Part of GetMediaType():
VIDEOINFOHEADER *pvi = (VIDEOINFOHEADER*) toMediaType->AllocFormatBuffer(sizeof(VIDEOINFOHEADER));
pvi->AvgTimePerFrame = UNITS_PER_SECOND / m_pFormatContext->streams[m_streamNo]->codec->sample_rate; //sample_rate is 0
pvi->dwBitRate = m_pFormatContext->bit_rate;
pvi->rcSource = videoRect;
pvi->rcTarget = videoRect;
//Bitmap
pvi->bmiHeader.biSize = sizeof(BITMAPINFOHEADER);
pvi->bmiHeader.biWidth = videoRect.right;
pvi->bmiHeader.biHeight = videoRect.bottom;
pvi->bmiHeader.biPlanes = 1;
pvi->bmiHeader.biBitCount = m_pFormatContext->streams[m_streamNo]->codec->bits_per_raw_sample;//or should here be bits_per_coded_sample
pvi->bmiHeader.biCompression = FOURCC_H264;
pvi->bmiHeader.biSizeImage = GetBitmapSize(&pvi->bmiHeader);
Part of FillBuffer():
//Get buffer pointer
BYTE* pBuffer = NULL;
if (pSamp->GetPointer(&pBuffer) < 0)
return S_FALSE;
//Get next packet
AVPacket* pPacket = m_mediaFile.getNextPacket();
if (pPacket->data == NULL)
return S_FALSE;
//Check packet and buffer size
if (pSamp->GetSize() < pPacket->size)
return S_FALSE;
//Copy from packet to sample buffer
memcpy(pBuffer, pPacket->data, pPacket->size);
//Set media sample time
REFERENCE_TIME start = m_mediaFile.timeStampToReferenceTime(pPacket->pts);
REFERENCE_TIME duration = m_mediaFile.timeStampToReferenceTime(pPacket->duration);
REFERENCE_TIME end = start + duration;
pSamp->SetTime(&start, &end);
pSamp->SetMediaTime(&start, &end);
P.S. I've debugged my filter with hax264 decoder and it crashes on call to libav deprecated function img_convert().

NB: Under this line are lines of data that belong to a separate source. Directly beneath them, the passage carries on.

PR #339, opened 2020-07-11
Improve docs

wolfgangwalther:
Just a couple of changes related to:

https://github.com/PostgREST/postgrest/pull/1475

https://github.com/PostgREST/postgrest/pull/1552

https://github.com/PostgREST/postgrest/pull/1552#issuecomment-656710895


api.rst
```diff
@@ -1227,6 +1227,28 @@ as in ``{1,2,3,4}``. Note that the curly brackets have to be urlencoded(``{`` is
 
    In these versions we recommend using function parameters of type json to accept arrays from the client.
 
+Calling variadic functions
```
wolfgangwalther, line 1230: Not sure whether that whole thing actually needs it's own block or whether it can just be a note to the array part above?

api.rst
```diff
@@ -1148,13 +1148,13 @@ PostgreSQL has four procedural languages that are part of the core distribution:
 Immutable and stable functions
```
wolfgangwalther, line 1148: I tried to rephrase that a bit to make it more clear what is actually happening (the volatility marker has little real effect - except for POST actually), but I'm not sure I'm 100% happy yet. @steve-chavez what do you think?

api.rst
steve-chavez: Could be a note since it works the same way as the array case. Like: "You can also call a function with a variadic parameter in this way. Example... ".

Though the downside of a note is that it doesn't generate a hash identifier for the URL.

So I think subheading is good. You could link this subheading on the `releases/upcoming.rst`(on the entry you added).

api.rst
steve-chavez: The GET case looks better. However POST doesn't look that clear(gets a bit lost).

I think POST deserves it's own paragraph. Could be like: "For POST pgrst executes the statement in a write(read/write) transaction except for functions marked as immutable/stable...".

releases/upcoming.rst
```diff
@@ -18,6 +18,8 @@ Fixed
 
 * Fix showing UNKNOWN on ``postgrest --help`` invocation.
   |br| -- `@monacoremo <https://github.com/monacoremo>`_
+* Fix :ref:`_s_procs_variadic`.
```
wolfgangwalther, line 21: I don't have Sphinx installed, so I can't test that - is that the correct format for the link?

api.rst
wolfgangwalther: I think I got it now. What do you think?

steve-chavez: It's clearer. I like it :+1:

api.rst
```diff
@@ -1148,13 +1148,15 @@ PostgreSQL has four procedural languages that are part of the core distribution:
...
+PostgREST executes POST requests in a read/write transaction except for functions marked as ``IMMUTABLE`` or ``STABLE``. Those must not modify the database and are executed in a read-only transaction compatible for read-replicas.
+
+Procedures that do not modify the database can be called with the HTTP GET verb as well, if desired. PostgREST executes all GET requests in a read-only transaction. Modifying the database inside read-only transactions is not possible and calling volatile functions with GET will fail.
 
 .. note::
 
-  The volatility marker is a promise about the behavior of the function.  PostgreSQL will let you mark a function that modifies the database as ``immutable/stable`` without failure.  However the function will fail when called through PostgREST since it executes it in a read-only transaction.
+  The `volatility marker<https://www.postgresql.org/docs/current/static/xfunc-volatility.html>`_ is a promise about the behavior of the function.  PostgreSQL will let you mark a function that modifies the database as ``IMMUTABLE`` or ``STABLE`` without failure.  However, because of the read-only transaction this would still fail with PostgREST.
```
steve-chavez, line 1157: The link needs a space to render properly:
```suggestion
  The `volatility marker <https://www.postgresql.org/docs/current/static/xfunc-volatility.html>`_ is a promise about the behavior of the function.  PostgreSQL will let you mark a function that modifies the database as ``IMMUTABLE`` or ``STABLE`` without failure.  However, because of the read-only transaction this would still fail with PostgREST.
```

releases/upcoming.rst
steve-chavez: Needs the first underscore removed. Sphinx has its quirks.
```suggestion
* Fix :ref:`s_procs_variadic`.
```

wolfgangwalther:
Added docs for PostgREST/postgrest#1560

api.rst
```diff
@@ -1227,6 +1229,30 @@ as in ``{1,2,3,4}``. Note that the curly brackets have to be urlencoded(``{`` is
 
    In these versions we recommend using function parameters of type json to accept arrays from the client.
 
+.. _s_procs_variadic:
```
steve-chavez, line 1232: Hey @wolfgangwalther. Since we'll not include variadic in this release, could you leave this section for another PR so I can merge?

Recently, we had a user confused about volatility on [gitter chat](https://gitter.im/begriffs/postgrest?at=5f22fba3a050df430025ff2a). This addition to the docs would clear things up.

releases/upcoming.rst
```diff
@@ -18,6 +18,8 @@ Fixed
 
 * Fix showing UNKNOWN on ``postgrest --help`` invocation.
   |br| -- `@monacoremo <https://github.com/monacoremo>`_
+* Fix :ref:`s_procs_variadic`.
+  |br| -- `@wolfgangwalther <https://github.com/wolfgangwalther>`_
```
steve-chavez, line 22: Also here, for when variadic gets merged.

PR #345, opened 2020-08-19
Fix order of options in tar command

geoffreyvanwyk:
With the current order, the tar command thinks the name of the archive is J.

### DIFF
--- a/tutorials/tut0.rst
+++ b/tutorials/tut0.rst
@@ -46,7 +46,7 @@ The pre-built binaries for download are :code:`.tar.xz` compressed files (except
 
   # download from https://github.com/PostgREST/postgrest/releases/latest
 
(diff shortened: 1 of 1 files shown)


steve-chavez:
Oh, that one is strange. In Linux(NixOS) I get the correct name without changing the order:

```
tar xvfJ postgrest-v7.0.1-linux-x64-static.tar.xz
postgrest
```

@geoffreyvanwyk What's your OS and tar version?(Check with `tar --version`)

(Not opposed to merging the change, just curious)

geoffreyvanwyk:
Hi @steve-chavez I am on Windows 10 WSL2. My tar version is 1.29.

steve-chavez:
@geoffreyvanwyk Ah, I see. The `xJf` form is better for cross-compatibility then. I'll keep it in mind.

Thank you!

PR #346, opened 2020-08-19
Update `localhost` with docker's IP address.

viiicky:
I tried setting the local setup. I was building from source. I had to replace `localhost` with docker-machine's IP address to get it working.

### DIFF
--- a/tutorials/tut0.rst
+++ b/tutorials/tut0.rst
@@ -35,6 +35,12 @@ If Docker is not installed, you can get it `here <https://www.docker.com/communi
 
 This will run the Docker instance as a daemon and expose port 5433 to the host system so that it looks like an ordinary PostgreSQL server to the rest of the system.
 
+Make note of docker machine's IP:
+
+.. code-block:: bash
+
+  sudo docker-machine ip
+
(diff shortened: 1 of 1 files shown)


tutorials/tut0.rst
```diff
@@ -35,6 +35,12 @@ If Docker is not installed, you can get it `here <https://www.docker.com/communi
 
 This will run the Docker instance as a daemon and expose port 5433 to the host system so that it looks like an ordinary PostgreSQL server to the rest of the system.
 
+Make note of docker machine's IP:
+
+.. code-block:: bash
+
+  sudo docker-machine ip
+
```
steve-chavez, line 43: Hey @viiicky. What's your OS?

Personally I don't use `docker-machine` and I'm not sure when it's needed.

That being said, it may be worth to put this on a note "If you use docker-machine, you can get the IP with...".

This note could be closer to the Step 5: Run PostgREST.

viiicky: Hey, I realised lately, that these changes are specific to my dev setup. We need not put this up. Taking the PR down. Thanks.

Issue #340, opened 2020-07-16
Move the CHANGELOG to docs


steve-chavez:
Right now we duplicate the CHANGELOG from https://github.com/PostgREST/postgrest/blob/master/CHANGELOG.md to the docs. That's not ideal and gets cumbersome.

Instead we can have the CHANGELOG on the docs and have a link on the github release page.

I've seen godot does it like this: https://github.com/godotengine/godot/releases.

I believe this would be better since sometimes we need to link the CHANGELOG entry to the newly added doc section.

We can announce this change on the upcoming release.

(Got this from the discussion on https://github.com/monacoremo/postgrest-sessions-example/issues/19#issuecomment-639770101)

steve-chavez:
Another idea would be to use a convention on the git commits, and create a changelog based on that. Like https://github.com/semantic-release/semantic-release#commit-message-format.

wolfgangwalther:
Yes, please. But how are we going to handle references to docs sections with that?

wolfgangwalther:
Also looking at #367, where a lot of the new config options are missing: Have you considered moving the docs into the main repo?

This would allow us to:
- Make sure that every PR is merged with the corresponding docs
- Have the changelog in one repo only and also track those immediately with the PR
- Maybe even have a CI check to notify us if a Changelog entry is missing

This would make it a lot easier to track docs updates and make sure the latest docs are always up2date. This is even more important now, that we have nightly builds.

Here is the MSDN link you need to build a correct H.264 media type: H.264 Video Types
You have to fill the right fields with the right values.
The AM_MEDIA_TYPE should contain the right MEDIASUBTYPE for h264.
And these are plain wrong :
pvi->bmiHeader.biWidth = videoRect.right;
pvi->bmiHeader.biHeight = videoRect.bottom;
You should use a width/height which is independent of the rcSource/rcTarget, due to the them being indicators, and maybe completely zero if you take them from some other filter.
pvi->bmiHeader.biBitCount = m_pFormatContext->streams[m_streamNo]->codec->bits_per_raw_sample;//or should here be bits_per_coded_sample
This only makes sense if biWidth*biHeight*biBitCount/8 are the true size of the sample. I do not think so ...
pvi->bmiHeader.biCompression = FOURCC_H264;
This must also be passed in the AM_MEDIA_TYPE in the subtype parameter.
pvi->bmiHeader.biSizeImage = GetBitmapSize(&pvi->bmiHeader);
This fails, because the fourcc is unknown to the function and the bitcount is plain wrong for this sample, due to not being a full frame.
You have to take a look at how the data stream is handled by the downstream h264 filter. This seems to be flawed.